• Task:
Below are the records; give again exactly the line with "### Description (*)", the line with "precisely what I", and each line that lies between them, and nothing besides.

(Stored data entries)

PR #2340, opened 2022-07-26
Update lib\Pelago\Emogrifier (install w/ composer)

sreichel:
### Description (*)

@fballiano tried to install this with composer, but it didnt work because of php version conflicts or it does not fit to OM code anymore. Updated OM code to work with latest releases of Pelago\Emogrifier.

- v4 => PHP 7.0 support
- v5 => PHP 7.1
- v6 => up to PHP 8.1

### Related Pull Requests

See OpenMage/magento-lts#2138

1. Preview newsletter template from admin section

### Questions or comments

Todo: add to upcoming release builder?


fballiano:
precisely what I did here: https://github.com/fballiano/openmage/blob/mcommerce/app/code/core/Mage/Core/Model/Email/Template/Abstract.php so I like this PR.

I like the removal of the composer.lock, it makes everything difficult :-)

Problem, if we move this library to composer then we need the release builder https://github.com/OpenMage/magento-lts/pull/2165 or we can't do a release.

sreichel:
@fballiano ```disableInlineStyleAttributesParsing()``` or ```disableStyleBlocksParsing()```?

fballiano:
Reading the documentation here: https://github.com/MyIntervals/emogrifier:

> disableStyleBlocksParsing() - By default, CssInliner will grab all <style> blocks in the HTML and will apply the CSS styles as inline "style" attributes to the HTML. The <style> blocks will then be removed from the HTML. If you want to disable this functionality so that CssInliner leaves these <style> blocks in the HTML and does not parse them, you should use this option. If you use this option, the contents of the <style> blocks will not be applied as inline styles and any CSS you want CssInliner to use must be passed in as described in the [Usage section](https://github.com/MyIntervals/emogrifier#usage) above.

I think disableStyleBlocksParsing shouldn't be called in openmage, the style blocks should be parsed.

For disableInlineStyleAttributesParsing (that I had in my code) instead:
> disableInlineStyleAttributesParsing() - By default, CssInliner preserves all of the "style" attributes on tags in the HTML you pass to it. However if you want to discard all existing inline styles in the HTML before the CSS is applied, you should use this option.

I don't really understand the documentation, I think inline styles should be left as they are no?

fballiano:
I think the `disableStyleBlocksParsing` should be removed, `<style>` blocks should be parsed by the library.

• Reply to the task:
### Description (*)

@fballiano tried to install this with composer, but it didnt work because of php version conflicts or it does not fit to OM code anymore. Updated OM code to work with latest releases of Pelago\Emogrifier.

- v4 => PHP 7.0 support
- v5 => PHP 7.1
- v6 => up to PHP 8.1

### Related Pull Requests

See OpenMage/magento-lts#2138

1. Preview newsletter template from admin section

### Questions or comments

Todo: add to upcoming release builder?


fballiano:
precisely what I did here: https://github.com/fballiano/openmage/blob/mcommerce/app/code/core/Mage/Core/Model/Email/Template/Abstract.php so I like this PR.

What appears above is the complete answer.